Collected data
PR #103, opened 2021-09-30
fix(cip2): exclude fee from change bundles

mkazlauskas:
# Context

CIP2 spec didn't contain information about how to return min fee and we made a mistake of including fee quantity in change bundles. This is not the desired behavior and quantities in change bundles are used as transaction outputs to the return address.

# Proposed Solution

After computing initial change bundles, deduct the estimated min fee and re-balance+re-validate change. There might be an exception when change becomes less than min utxo value at this point, in which case need to select an extra utxo and re-estimate the fee.

### DIFF
--- a/packages/cip2/src/RoundRobinRandomImprove/change.ts
+++ b/packages/cip2/src/RoundRobinRandomImprove/change.ts
@@ -5,11 +5,11 @@ import { InputSelectionError, InputSelectionFailure } from '../InputSelectionErr
 import { TokenMap, OgmiosValue, ogmiosValueToCslValue } from '../util';
 import {
   assetQuantitySelector,
-  assetTotalsQuantitySelector,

_YOUR INSTRUCTIONS_
Above are some records; repeat all of them exactly.

_COMPLETED EXERCISE_
PR #103, opened 2021-09-30
fix(cip2): exclude fee from change bundles

mkazlauskas:
# Context

CIP2 spec didn't contain information about how to return min fee and we made a mistake of including fee quantity in change bundles. This is not the desired behavior and quantities in change bundles are used as transaction outputs to the return address.

# Proposed Solution

After computing initial change bundles, deduct the estimated min fee and re-balance+re-validate change. There might be an exception when change becomes less than min utxo value at this point, in which case need to select an extra utxo and re-estimate the fee.

### DIFF
--- a/packages/cip2/src/RoundRobinRandomImprove/change.ts
+++ b/packages/cip2/src/RoundRobinRandomImprove/change.ts
@@ -5,11 +5,11 @@ import { InputSelectionError, InputSelectionFailure } from '../InputSelectionErr
 import { TokenMap, OgmiosValue, ogmiosValueToCslValue } from '../util';
 import {
   assetQuantitySelector,
-  assetTotalsQuantitySelector,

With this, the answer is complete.